Once the artifacts are saved, you can train a model, compute attention scores, and run epistasis retrieval evaluation as in the notebook.

python train_snp2p_model.py \
  --train-tsv "epistasis_simulation_samples/genotypes.tsv" \
  --train-pheno "epistasis_simulation_samples/simulation.pheno" \
  --train-cov "epistasis_simulation_samples/simulation.cov" \
  --onto "epistasis_simulation_samples/ontology.tsv" \
  --snp2gene "epistasis_simulation_samples/snp2gene.tsv" \
  --out "epistasis_simulation_samples/output_model.txt" \
  --epochs 51 \
  --batch-size 64 \
  --lr 1e-4 \
  --qt "phenotype" \
  --jobs 4 \
  --cuda 0 \
  --sys2env --env2sys --sys2gene \
  --sys2pheno --gene2pheno \
  --val-step 50 \
  --use_hierarchical_transformer

python predict_attention.py \
  --model "epistasis_simulation_samples/output_model.txt.50" \
  --tsv "epistasis_simulation_samples/genotypes.tsv" \
  --pheno "epistasis_simulation_samples/simulation.pheno" \
  --cov "epistasis_simulation_samples/simulation.cov" \
  --onto "epistasis_simulation_samples/ontology.tsv" \
  --snp2gene "epistasis_simulation_samples/snp2gene.tsv" \
  --out "epistasis_simulation_samples/output_model.txt.50" \
  --batch-size 256 \
  --cuda 0
from src.utils.analysis.epistasis_retrieval_evaluation import (
    EvaluationConfig,
    EpistasisRetrievalEvaluator,
)

config = EvaluationConfig(
    causal_info="epistasis_simulation_samples/causal_info.json",
    attention_results="epistasis_simulation_samples/output_model.txt.50.phenotype.head_sum.csv",
    system_importance="epistasis_simulation_samples/output_model.txt.50.phenotype.head_sum.sys_importance.csv",
    tsv="epistasis_simulation_samples/genotypes.tsv",
    pheno="epistasis_simulation_samples/simulation.pheno",
    cov="epistasis_simulation_samples/simulation.cov",
    onto="epistasis_simulation_samples/ontology.tsv",
    snp2gene="epistasis_simulation_samples/snp2gene.tsv",
    top_n_systems=5,
    snp_threshold=50,
    num_workers=1,
    executor_type="threads",
    quantiles=[0.9],
    output_prefix="epistasis_simulation_samples/simulation_output.50",
)

evaluator = EpistasisRetrievalEvaluator(config)
evaluator.evaluate()

Optional: statistical sanity checks

The notebook includes quick checks to verify that additive and interaction effects are detectable in the synthetic dataset. For example, you can fit a linear model per SNP for additive signals and evaluate interaction terms for known epistatic pairs.

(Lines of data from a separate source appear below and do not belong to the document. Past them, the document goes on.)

PR #276, opened 2022-10-24
Keep multiindex level var_name

### LINKED ISSUE #262: plot_all_examples not working
**Updated error report:**

Plotting with `plot_scalar_results.py` does not work for examples and single scenarios. There are the following errors: 

1. capacities have been removed from results. This leads to an error running
```
    plot_capacities()
```
We will drop this function as the capacities are input parameters, not results.

2. These plotting functions do not work with single scenarios, we have to find out why:
```
    subplot_invest_out_multi_carrier(CARRIERS_WO_CH4)
    subplot_storage_invest_multi_carrier(CARRIERS_WO_CH4)
    subplot_flow_out_multi_carrier(CARRIERS_WO_CH4)
    subplot_demands(CARRIERS)
    subplot_energy_usage_multi_carrier(CARRIERS)
```

------------------------------------
**Original error report:**

I can't run

```
snakemake -j1 plot_all_examples
```
due to `FileNotFoundError`:
```
[Errno 2] No such file or directory: 'scenarios/example_base.yml'
```
Is there something one has to do in order to get the examples running (copying a file from A to B)? If yes, it is not mentioned in the [docs](https://oemof-b3.readthedocs.io/en/latest/examples.html) so far and the label needs to change from `bug` to `documentation`.

### LINKED ISSUE #271: Plot scalars stopped working for single scenarios
plot_scalars was adapted to work with pd.MultiIndex in case of several scenarios. With only one scenario, it fails. Leads to #262

MaGering:
Resolves #271 

Plotting removes all multiindex levels that have only 1 value. This PR allows to define levels that should be kept and uses this to keep "var_name".

Note that issue https://github.com/rl-institut/oemof-B3/issues/278 persists at the time this PR was created. In order to test this PR the following functions need to be commented out:
```
    plot_capacities()
    subplot_invest_out_multi_carrier(CARRIERS_WO_CH4)
    subplot_storage_invest_multi_carrier(CARRIERS_WO_CH4)
    subplot_flow_out_multi_carrier(CARRIERS_WO_CH4)
    subplot_demands(CARRIERS)
    subplot_energy_usage_multi_carrier(CARRIERS)
```


MaGering:
@jnnr, the fix does not work yet. So this PR is not ready for a review yet.

MaGering:
> @jnnr, the fix does not work yet. So this PR is not ready for a review yet.

Okay I could locate the bug. It was due to empty data in `plot_capacities` function. In PR https://github.com/rl-institut/oemoflex/pull/74 we removed capacities from the results since it is an input parameter, not a result.

We will drop `plot_capacities` with the changes that resolve issue https://github.com/rl-institut/oemof-B3/issues/278.

This PR is ready for review @jnnr. To do this you'll need to comment `plot_capacities` out together with the subplot functions (see my comment at the top).

jnnr (approved):

PR #281, opened 2022-11-08
Features/set name attr

### LINKED ISSUE #137: Scalars: name stays empty if region is not 'ALL'
If `region` is not `ALL` but a region, `name` is not set automatically. In #123 I just added the `name` manually in the scalars. 

We should e.g.
- set the `name` also for parameters which have a `region` different from `ALL`
- require that `name` is filled in for all parameters in the scalars

Maybe there's also another solution.

MaGering:
Resolves #137

With this PR the attribute `name` is checked within the script `data_processing.py`.

With the implemented function it is ensured that the name is

1. empty if region is 'ALL'
2. set (according to convention) where name is empty and region is fixed
3. checked for all values that are not None and where region is fixed


jnnr (commented):
Thanks for your work! Well written and well-documented - looks really good.

One complaint though: The function does many things at a time and is therefore hard to understand. I have some ideas to make it simpler:

* Do the checking and setting after the regionalization, so your function does not have to distingiush betweenwith_region and wo_region.
* Define a function get_name(region, carrier, tech) once and use it in line 719 and in your check_name/set_name function
* Could use https://pandas.pydata.org/pandas-docs/stable/reference/api/pandas.testing.assert_series_equal.html to compare two pd.series for "name".

oemof_b3/tools/data_processing.py
```diff
@@ -592,23 +709,28 @@ def expand_regions(scalars, regions, where="ALL"):
...
-        return sc_with_region
-
-    for region in regions:
-        regionalized = sc_wo_region.copy()
-
-        regionalized["name"] = regionalized.apply(
-            lambda x: "-".join([region, x["carrier"], x["tech"]]), 1
-        )
+    # REGIONALIZATION
+    if not sc_wo_region.empty:
```
jnnr, line 713: Why did you change the if statement? Before, both cases where covered. Now, if sc_wo_region is empty, you will run into an error when trying to return sc_with_region.

oemof_b3/tools/data_processing.py
```diff
@@ -565,6 +567,121 @@ def aggregate_timeseries(df, columns_to_aggregate, agg_method=None):
     return df_aggregated
 
 
+def prepare_attr_name(sc, regions, overwrite):
```
jnnr, line 570: This function should only set the name according to region, carrier, tech provided in the scalars. No need to pass regions.

jnnr (commented):
Thanks for your work! 
I have to comments. Hope they help to make it even simpler!

oemof_b3/tools/data_processing.py
MaGering: No, I don't because the functionality remains same returning `sc_with_region` in line 737 if no regionalization happens (if statement line 715 - 735). I've tested it with data which has region specified. 

While I was doing that, I caught another error, which results from an empty DataFrame in case of no data with unset name. I made the corresponding changes in commit https://github.com/rl-institut/oemof-B3/pull/281/commits/84b67813e00e2326be37e65c4a98937aede07b8d.

jnnr: Ah, you are right, sorry. I missed line 737.

oemof_b3/tools/data_processing.py
MaGering: You mean `set_name` function, don't you? Unfortunately, I don't know how to implement this so that it is simplified and not more complicated. Could you maybe write a suggestion?

MaGering:
> Hi @MaGering, I had something like this in mind (can be adapted, just a sketch and did not test it):
> 
> ```
> def get_name(region, carrier, tech):
>     r"""
>     This is oemof-b3's-naming convention.    
>     """
>     return f"{region}-{carrier}-{tech}
> 
> def get_name_for_df(df):
>     # TODO: could assert that df has region carrier tech as columns.
>     return df.apply(lambda x: get_name(x["region"], x["carrier"], x["tech"]), 1)
> 
> def check_name(df):
>     name_generated = get_name_for_df(df)
>     name_as_given = df["name"]
>     
>     diff = compare_scalar_data(name_given, name_generated)
> 
>     if diff:
>         raise Warning(f"There is a diff {diff}")
> 
> 
> def set_name(df):
>     try:
>         check_name_df(df)
>     except Warning as w:
>         raise Warning("Name will be adapted"}   
>  
>     name_generated = get_name_for_df(df)
>     df.name = name_generated
> 
>     return df
>     
> ```

Thanks for these suggestions. They were really helpful! Done with commit https://github.com/rl-institut/oemof-B3/pull/281/commits/595be9571ebc96b80f14a392cb66e298a7cfa033.

MaGering:
Ready for your review @jnnr!

jnnr (commented):
Tested and got 
* SettingWithCopyWarning
* A difference in additional scalars. The new functions introduced the name `TOTAL-emission-constraint` in three rows.

oemof_b3/tools/data_processing.py
```diff
@@ -599,6 +599,172 @@ def aggregate_timeseries(df, columns_to_aggregate, agg_method=None):
...
+            "from the convention (<region>-<carrier>-<tech>). \n"
+            "We expected but could not find the following name(s): "
+            f"{expected_names}."
+        )
+        if overwrite:
+            logger.warning(
+                "The names will be overwritten with names following the convention"
+            )
+
+    def set_name(df):
```
jnnr, line 705: Better pass overwrite explicitly

oemof_b3/tools/data_processing.py
```diff
@@ -599,6 +599,172 @@ def aggregate_timeseries(df, columns_to_aggregate, agg_method=None):
...
+        Returns
+        -------
+        df : pd.DataFrame
+            DataFrame in oemof-B3-resources format and formatted name.
+
+        """
+        if not df["name"].isnull().values.all():
+            check_name(df)
+
+        if overwrite or df["name"].isnull().values.all():
```
jnnr, line 726:
```suggestion
        all_empty = df["name"].isnull().values.all()
        if not all_empty:
            check_name(df)

        elif all_empty or overwrite:
```

oemof_b3/tools/data_processing.py
MaGering: Done with commit https://github.com/rl-institut/oemof-B3/pull/281/commits/48e7ab85c40bc993f72d4fea45c8fb4ade5522e6.

MaGering:
> Tested and got
> 
>     * SettingWithCopyWarning

Commit https://github.com/rl-institut/oemof-B3/pull/281/commits/46a2be03594bd93480ac41e83ee99abba7894670 did not solve the problem as suggested in the console. Exactly the same warning appeared in the `pandas` datapackage instead of  in the `data_processing.py` script.

I kept commit https://github.com/rl-institut/oemof-B3/pull/281/commits/46a2be03594bd93480ac41e83ee99abba7894670 anyway, as it is preferable to the previous approach of overwriting.

I could finally solve the problem using a copy of the Dataframe `df`. With the copy I am able to overwrite the values without the warning. Afterwards I overwrite the original `df` with the copy (also without a warning). See commit https://github.com/rl-institut/oemof-B3/pull/281/commits/8d083d78c702c59c4db1b6ae129577c6e6b5daf7. I tested this and compared the outcome with meld.

jnnr:
> Tested and got
>     * A difference in additional scalars. The new functions introduced the name `TOTAL-emission-constraint` in three rows.

We found out that this has no influence on the results as the name is not processed for the emission constraints. I opened an issue that reminds us of that.

jnnr (approved):
Tested it by building the datapackage and comparing to previous results.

import statsmodels.api as sm

results = []
for snp in genotypes.columns:
    df_snp = df_full[["phenotype", "SEX", "AGE", snp]].dropna()
    X = sm.add_constant(df_snp[["SEX", "AGE", snp]])
    model = sm.OLS(df_snp["phenotype"], X).fit()
    results.append((snp, model.pvalues[snp]))

Outputs

  • simulate_epistasis returns a dictionary with the genotype matrix, phenotype, causal SNP indices, epistatic pairs, effect sizes, and LD block assignments.

  • build_hierarchical_ontology returns three DataFrames suitable for use with tree utilities and downstream analyses: SNP-to-gene, gene-to-system, and the system hierarchy.

  • Exported artifacts on disk typically include:

    • genotypes.tsv: Genotype dosages with IID index.

    • simulation.pheno: Phenotype values with FID/IID.

    • simulation.cov: Covariates (e.g., SEX, AGE) with FID/IID.

    • ontology.tsv: Combined system and gene edges for the parser.

    • snp2gene.tsv: SNP-to-gene mapping.

    • causal_info.json: Ground-truth additive SNPs and epistatic pairs.